According to gparted, both partitions are aligned.

This is what I did for formatting the data storage:

Raid Setup:

mdadm --create --verbose /dev/md0 --level=6 --raid-devices=4 /dev/sd[abcd]2

(15 hours of initialization...  :Wink:  )

Speed of initialization: ~30-50Mib/s <- In my opinion, even this is slow

If I do "dd if=/dev/zero of=/dev/sda2 bs=512K count=1024" I have round about 100MB/s write speed.

Well...

Crypto Setup:

cryptsetup luksFormat --cipher aes-cbc-essiv:sha256 --key-size 256 /dev/md0

cryptsetup luksOpen /dev/md0 Storage

LVM2 Setup:

According to /proc/mdstat, chunk size of my Raid6 is 512KiB

pvcreate --dataalignment 512K -M2 /dev/mapper/Storage

vgcreate vg /dev/mapper/Storage

lvcreate -L100G -nStore1 vg

mkfs.ext4 -j -LStore1 /dev/vg/Store1

mount /dev/vg/Store1 /mnt/foobar

Everything works fine except of the performance  :Smile: 

Read speed is about ~100MiB/s. That's okay for me.

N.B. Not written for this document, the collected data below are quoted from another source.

PR #351, opened 2026-01-16
Bug 2046414 - Add Windows Aarch64

lissyx:
Bug: Bug-2046414

### DIFF
--- a/python/mozbuild/mozbuild/mach_commands.py
+++ b/python/mozbuild/mozbuild/mach_commands.py
@@ -3237,7 +3237,17 @@ def repackage_msi(
 @CommandArgument(
     "--channel",
     type=str,
-    choices=["official", "beta", "esr", "aurora", "nightly", "unofficial"],
+    choices=[
+        "official",
+        "beta",
+        "esr",
+        "aurora",
+        "nightly",
+        "unofficial",
+        "nightly-enterprise",
+        "beta-enterprise",
+        "release-enterprise",
+    ],
     help="Release channel.",
 )
 @CommandArgument(
@@ -3342,6 +3352,9 @@ def repackage_msix(
         "beta": "beta",
         "aurora": "aurora",
         "nightly": "nightly",
+        "nightly-enterprise": "nightly-enterprise",
+        "beta-enterprise": "beta-enterprise",
+        "release-enterprise": "release-enterprise",
     }
 
     if not input:
--- a/taskcluster/gecko_taskgraph/transforms/repackage.py
+++ b/taskcluster/gecko_taskgraph/transforms/repackage.py
@@ -449,6 +449,7 @@ def handle_keyed_by(config, jobs):
     fields = [
         "mozharness.config",
         "msi.display-name",
+        "msix.identity-name",
         "package-formats",
         "worker.max-run-time",
         "flatpak.name",
@@ -572,7 +573,10 @@ def make_job_description(config, jobs):
             elif "macosx64" in build_platform:
                 dep_th_platform = "osx-cross-enterprise/opt"
             elif "win64" in build_platform:
-                dep_th_platform = "windows2012-64-enterprise/opt"
+                if "aarch64" in build_platform:
+                    dep_th_platform = "windows2012-aarch64-enterprise/opt"
+                else:
+                    dep_th_platform = "windows2012-64-enterprise/opt"
             else:
                 raise ValueError(f"Unsupported {build_platform}")
 
@@ -580,7 +584,7 @@ def make_job_description(config, jobs):
         treeherder.setdefault("tier", 1)
         treeherder.setdefault("kind", "build")
 
-        # Search dependencies before adding langpack dependencies.
+        # Search dependencies before adding langpack dependencies
         signing_task = None
         repackage_signing_task = None
         for dependency in dependencies.keys():
@@ -609,10 +613,22 @@ def make_job_description(config, jobs):
         elif config.kind == "repackage-msix":
             assert not locale
 
-            # Like "MSIXs(Bs)".
-            treeherder["symbol"] = "MSIX({})".format(
-                dep_job.task.get("extra", {}).get("treeherder", {}).get("symbol", "B")
-            )
+            if identity_name := job.get("msix", {}).get("identity-name"):
+                attributes["msix_identity_name"] = identity_name
+
+            if "enterprise-repack" in dep_job.label:
+                # Similar to DEB, populate later
+                # TODO: I cannot remember when ...
+                treeherder["symbol"] = "MSIX-Ent({repack_id})"
+            else:
+                # Like "MSIXs(Bs)".
+                msix_symbol = (
+                    dep_job.task
+                    .get("extra", {})
+                    .get("treeherder", {})
+                    .get("symbol", "B")
+                )
+                treeherder["symbol"] = f"MSIX({msix_symbol})"
 
         elif config.kind == "repackage-shippable-l10n-msix":
             assert not locale
@@ -925,6 +941,12 @@ def make_job_description(config, jobs):
                 locale=locale,
                 existing_fetch=task["fetches"],
                 enterprise_repack=repack,
+                msi_archive_format="target.installer.exe"
+                if "msi_display_name" in repack_task["attributes"]
+                else None,
+                msix_archive_format="target.zip"
+                if "msix_identity_name" in repack_task["attributes"]
+                else None,
             )
 
             yield repack_task
@@ -939,6 +961,8 @@ def _generate_download_config(
     locale=None,
     existing_fetch=None,
     enterprise_repack=None,
+    msi_archive_format=None,
+    msix_archive_format=None,
 ):
     locale_path = f"{locale}/" if locale else ""
     fetch = {}
@@ -948,11 +972,7 @@ def _generate_download_config(
     if enterprise_repack:
         locale_path = f"{enterprise_repack}/"
 
-    if repackage_signing_task and build_platform.startswith("win"):
-        fetch.update({
-            repackage_signing_task: [f"{locale_path}target.installer.exe"],
-        })
-    elif build_platform.startswith("linux") or build_platform.startswith("macosx"):
+    if build_platform.startswith("linux") or build_platform.startswith("macosx"):
         signing_fetch = [
             {
                 "artifact": f"{locale_path}target{archive_format(build_platform)}",
@@ -966,18 +986,36 @@ def _generate_download_config(
             })
         fetch.update({signing_task: signing_fetch})
     elif build_platform.startswith("win"):
-        fetch.update({
-            signing_task: [
-                {
-                    "artifact": f"{locale_path}target.zip",
-                    "extract": False,
-                },
-                f"{locale_path}setup.exe",
-            ],
-        })
+        if repackage_signing_task:
+            if msi_archive_format:
+                fetch.update({
+                    repackage_signing_task: [f"{locale_path}{msi_archive_format}"],
+                })
+            else:
+                raise NotImplementedError("repackage_signing_task with non -msi- task")
+        if signing_task:
+            if msix_archive_format:
+                fetch.update({
+                    signing_task: [
+                        {
+                            "artifact": f"{locale_path}{msix_archive_format}",
+                            "extract": False,
+                        }
+                    ],
+                })
+            else:
+                fetch.update({
+                    signing_task: [
+                        {
+                            "artifact": f"{locale_path}target.zip",
+                            "extract": False,
+                        },
+                        f"{locale_path}setup.exe",
+                    ],
+                })
 
         use_stub = task.attributes.get("stub-installer")
-        if use_stub:
+        if use_stub and signing_task:
             fetch[signing_task].append(f"{locale_path}setup-stub.exe")
 
     if fetch:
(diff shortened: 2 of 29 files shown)


taskcluster/gecko_taskgraph/transforms/repackage_signing.py
```diff
@@ -81,6 +81,14 @@ def make_repackage_signing_description(config, jobs):
                 treeherder["symbol"] = "MSIs({})".format(locale or "N")
                 attributes["repackage_type"] = f"{config.kind}-{locale or 'N'}"
 
+        if config.kind == "repackage-signing-msix":
```
ahal: should be `elif`

taskcluster/gecko_taskgraph/transforms/repackage_signing.py
```diff
@@ -81,6 +81,14 @@ def make_repackage_signing_description(config, jobs):
...
+            if "enterprise-repack" in dep_job.label:
+                dep_symbol = dep_job.task.get("extra").get("treeherder").get("symbol")
+                treeherder["symbol"] = f"MSIXs-Ent({dep_symbol})"
+            else:
+                treeherder["symbol"] = "MSIXs({})".format(locale or "N")
+                attributes["repackage_type"] = f"{config.kind}-{locale or 'N'}"
+
         elif config.kind in (
             "repackage-signing-msix",
```
ahal, line 85: This is now dead code, should at least remove this label from the condition.. But why make a new arm to this if block rather than edit this existing one? You'll probably want the same fix to apply to `repackage-signing-shippable-l10n-msix` if we ever end up running those tasks on Enterprise right?

taskcluster/gecko_taskgraph/transforms/repackage_signing.py
```diff
@@ -81,6 +81,14 @@ def make_repackage_signing_description(config, jobs):
                 treeherder["symbol"] = "MSIs({})".format(locale or "N")
                 attributes["repackage_type"] = f"{config.kind}-{locale or 'N'}"
 
+        if config.kind == "repackage-signing-msix":
+            if "enterprise-repack" in dep_job.label:
+                dep_symbol = dep_job.task.get("extra").get("treeherder").get("symbol")
+                treeherder["symbol"] = f"MSIXs-Ent({dep_symbol})"
+            else:
+                treeherder["symbol"] = "MSIXs({})".format(locale or "N")
```
ahal: Use format string for consistency

taskcluster/gecko_taskgraph/transforms/repackage_signing.py
```diff
@@ -98,11 +106,14 @@ def make_repackage_signing_description(config, jobs):
...
                 .replace("/", "_")
             )
+
             job["label"] = job["label"].replace(
                 "repackage-signing", f"repackage-signing-enterprise-repack-{repack_id}"
             )
 
         label = job["label"]
+        if "None" in label:
+            assert False
```
ahal: Let's raise `ValueError` here instead. Assertions can be disabled at runtime

taskcluster/gecko_taskgraph/transforms/repackage.py
```diff
@@ -572,15 +572,18 @@ def make_job_description(config, jobs):
...
+                    dep_th_platform = "windows2012-64-enterprise/opt"
             else:
                 raise ValueError(f"Unsupported {build_platform}")
 
         treeherder.setdefault("platform", dep_th_platform)
         treeherder.setdefault("tier", 1)
         treeherder.setdefault("kind", "build")
 
-        # Search dependencies before adding langpack dependencies.
+        # Search dependencies before adding langpack dependencies CONTINUE.
```
ahal: mistake?

taskcluster/gecko_taskgraph/transforms/repackage.py
```diff
@@ -609,10 +612,18 @@ def make_job_description(config, jobs):
...
             assert not locale
 
-            # Like "MSIXs(Bs)".
-            treeherder["symbol"] = "MSIX({})".format(
-                dep_job.task.get("extra", {}).get("treeherder", {}).get("symbol", "B")
-            )
+            if "enterprise-repack" in dep_job.label:
+                # Similar to DEB, populate later
+                # TODO: I cannot remember when ...
+                treeherder["symbol"] = "MSIX-Ent({repack_id})"
```
ahal, line 622: Missing f-string

taskcluster/gecko_taskgraph/transforms/repackage.py
```diff
@@ -609,10 +612,18 @@ def make_job_description(config, jobs):
...
+            else:
+                # Like "MSIXs(Bs)".
+                treeherder["symbol"] = "MSIX({})".format(
+                    dep_job.task
+                    .get("extra", {})
+                    .get("treeherder", {})
+                    .get("symbol", "B")
+                )
```
ahal, line 630: Stick to f-strings

taskcluster/gecko_taskgraph/target_tasks.py
```diff
@@ -485,6 +485,9 @@ def target_tasks_enterprise_firefox_with_tests(
     )
 
     def filter(task):
+        if "shippable" in task.label and "win64" in task.label:
+            return True
+
```
ahal: This seems like it's going to catch a lot of things we didn't intend. Can it be more specific? Maybe it can use `task.kind` instead of parsing labels.

taskcluster/gecko_taskgraph/util/verify.py
```diff
@@ -192,7 +192,7 @@ def verify_task_graph_no_shippable_enterprise_level_not_1(
 
     level = int(parameters["level"])
     if level < 3 and "enterprise" in task.label and "shippable" in task.label:
-        raise Exception(
+        print(
```
ahal: This should be reverted or removed

taskcluster/gecko_taskgraph/transforms/repackage.py
```diff
@@ -966,18 +975,36 @@ def _generate_download_config(
...
-        })
+        if repackage_signing_task:
+            if "-msi-" in repack_label:
+                fetch.update({
+                    repackage_signing_task: [f"{locale_path}target.installer.exe"],
+                })
+            else:
+                raise NotImplementedError("repackage_signing_task with non -msi- task")
+        if signing_task:
+            if "-msix-" in repack_label:
```
ahal: Is there an attribute we can use for this (and msi) rather than parsing labels? If not, can one be created?

taskcluster/kinds/build/windows.yml
```diff
@@ -589,6 +589,175 @@ win64-enterprise/opt:
...
+        symbol: Bpgo(Bent)
+        tier: 1
+    run-on-projects: ["enterprise-firefox"]
+    run-on-repo-type: ["git"]
+    worker-type: b-linux-docker-xlarge-amd
+    worker:
+        max-run-time: 10800
+        env:
+            PERFHERDER_EXTRA_OPTIONS: enterprise
+            # MOZ_AUTOMATION_PACKAGE_TESTS: "1"
```
ahal, line 669: How come these are commented out, do we not want to run tests?

taskcluster/kinds/repackage-msix/kind.yml
```diff
@@ -27,19 +25,24 @@ only-for-build-platforms:
...
+    - win64-aarch64-enterprise-shippable/opt
     - win32-devedition/opt
     - win64-devedition/opt
     - win64-aarch-devedition/opt
 
 tasks:
     repackage-msix:
+        # from-deps:
+        #     group-by: platform
+        #     unique-kinds: false
```
ahal, line 38: nit: don't forget to remove

taskcluster/gecko_taskgraph/transforms/repackage.py
```diff
@@ -939,6 +951,7 @@ def _generate_download_config(
     locale=None,
     existing_fetch=None,
     enterprise_repack=None,
+    repack_label=None,
```
ahal: Instead of passing in a label, only to then parse a package format out of it, let's pass in the package format directly

ahal (changes requested):

taskcluster/gecko_taskgraph/transforms/repackage.py
lissyx: It is not missing, that's the point of the comment: it will be f-formatted later (except I cannot remember when)

taskcluster/gecko_taskgraph/transforms/repackage.py
lissyx: OK I'm introducing two, I think it should be enough

taskcluster/gecko_taskgraph/transforms/repackage.py
lissyx: maybe `repack_task["attributes"]["repackage_type"`

lissyx: better, we have `display_name` on MSI, and we can copy `identity-name` on MSIX

taskcluster/gecko_taskgraph/transforms/repackage_signing.py
lissyx: I think it was just the result of quick copy/paste here

taskcluster/gecko_taskgraph/util/verify.py
lissyx: Yes, I have it on the PR to be able to iterate ; try was not working correctly for reasons ...

taskcluster/gecko_taskgraph/target_tasks.py
lissyx: No that is just a `DO NOT MERGE` to be able to iterate with the PR, since try was not happy

taskcluster/kinds/build/windows.yml
lissyx: Yes I disabled aarch64 win tests since I think they rely on scarce hardware, I did not want to put to much stress.

lissyx:
@bhearsum Can I get your opinion on the changes for the repackaging MSIX part: https://github.com/mozilla/enterprise-firefox/pull/351/changes/9f9b22318c729097b724c1e7de172c46f85bfbab

python/mozbuild/mozbuild/mach_commands.py
```diff
@@ -3237,7 +3237,15 @@ def repackage_msi(
...
     type=str,
-    choices=["official", "beta", "esr", "aurora", "nightly", "unofficial"],
+    choices=[
+        "official",
+        "beta",
+        "esr",
+        "aurora",
+        "nightly",
+        "unofficial",
+        "firefoxenterprise",
```
bhearsum: Is this really the channel for this product? (How are we handling beta/release/nightly distinctions if so?)

taskcluster/gecko_taskgraph/transforms/repackage_signing.py
```diff
@@ -98,11 +107,14 @@ def make_repackage_signing_description(config, jobs):
                 .get("symbol")
                 .replace("/", "_")
             )
+
             job["label"] = job["label"].replace(
                 "repackage-signing", f"repackage-signing-enterprise-repack-{repack_id}"
             )
 
         label = job["label"]
+        if "None" in label:
```
bhearsum: Is this really needed? I can't imagine the taskgraph would succeed overall if this is the case. Is this perhaps something temporary you added when debugging, before adjusting something further up?

bhearsum (approved):
If it works, I guess this is fine. The repackage transforms are a mess...but that's consistent with their existing state.

taskcluster/gecko_taskgraph/transforms/repackage_signing.py
lissyx: It is something that came up at some point and I wanted to make sure it surfaced as early as possible

python/mozbuild/mozbuild/mach_commands.py
lissyx: I added it to get things working, I am not sure how things are supposed to work there wrt how MSIX gets updated. It will not, as much as I know, be pushed to the store (are there local store existing?)

bhearsum: I strongly recommend you think a bit ahead on this - it's not easy (or sometimes possible) to change this later.

You may want, for example, to additional key this by release-type like we do for Firefox: https://searchfox.org/firefox-main/rev/db790003e5df7dcfced5bcf58823a594a1e8e2c2/taskcluster/kinds/repackage-msix/kind.yml#68-72

taskcluster/gecko_taskgraph/transforms/repackage_signing.py
bhearsum: I can't really stop you from merging this here...but I really don't see what value this is adding.

lissyx: I do not have a firm attachment to it, it was there as a precaution, but since I'm not seeing it  anymore ...

python/mozbuild/mozbuild/mach_commands.py
lissyx: I need to check if we have `release-type` properly set ...

lissyx: OK I'll just re-use the same as on `build` kind

ahal (approved):

PR #355, opened 2026-01-20
Enterprise fix marionette

lissyx:


browser/components/customizableui/test/marionette/test_assert_no_toolbar_changes.py
```diff
@@ -34,6 +34,10 @@ def check_toolbar_placements(self):
         )
         navbarPlacements = self.get_area_default_placements("AREA_NAVBAR")
         navbarPlacements.append("unified-extensions-button")
+
+        if self.marionette.session_capabilities.get("browserName") == "firefoxenterprise":
```
whimboo, line 38: For the `browserName` we still wanted to return `Firefox`. But for the enterprise flag there could be a `moz:browserFlavor` capability as returned by the new session command instead? We talked about this yesterday and you may not have applied it yet to this version of the PR. There are a lot of other parts in this PR affected as well.

testing/marionette/harness/marionette_harness/tests/unit/test_capabilities.py
```diff
@@ -74,7 +74,7 @@ def test_mandated_capabilities(self):
         self.assertEqual(self.caps["platformName"], self.os_name)
         self.assertEqual(self.caps["proxy"], {})
 
-        if self.appinfo["name"] == "Firefox":
+        if self.appinfo["name"] in ["Firefox", "FirefoxEnterprise"]:
```
whimboo, line 77: Isn't enterprise offering a kiosk-like mode not allowing the user to switch into other window states? We probably should not allow to use the various window manipulation commands.

whimboo (commented):
My feedback for the Remote Protocol implementation which might be backported to mozilla-central in the future. I miss the items we talked about yesterday.

whimboo:
Oh looks like I've taken a look at the wrong PR, which I still had open in a tab. You pushed a v2 as https://github.com/mozilla/enterprise-firefox/pull/363.

testing/marionette/harness/marionette_harness/tests/unit/test_capabilities.py
lissyx: We are using the same build for this launcher and the actual browser, I'll see if we could limit window manipulation commands on the launcher part without breaking our tests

But write speed is ~20MiB/s, that's really bad.

What am I doing wrong?

I'm sure write speed could be faster than 20Mib/s....

Thanks for help!

Best regards,

Ralf

----------

## chithanh

Do you have the same problem when you create the filesystem directly on /dev/md0 (instead of using lvm)?

----------

## rralf

No, I tried it out.

When i directly create a filesystem on /dev/md0, performance is fine.

----------

## chithanh

So given that read performance is fine and write performance without LVM is fine too, the problem looks like an LVM alignment issue.

----------

## rralf

Yes, probably in combination with cryptsetup, but i don't know what I'm doing wrong...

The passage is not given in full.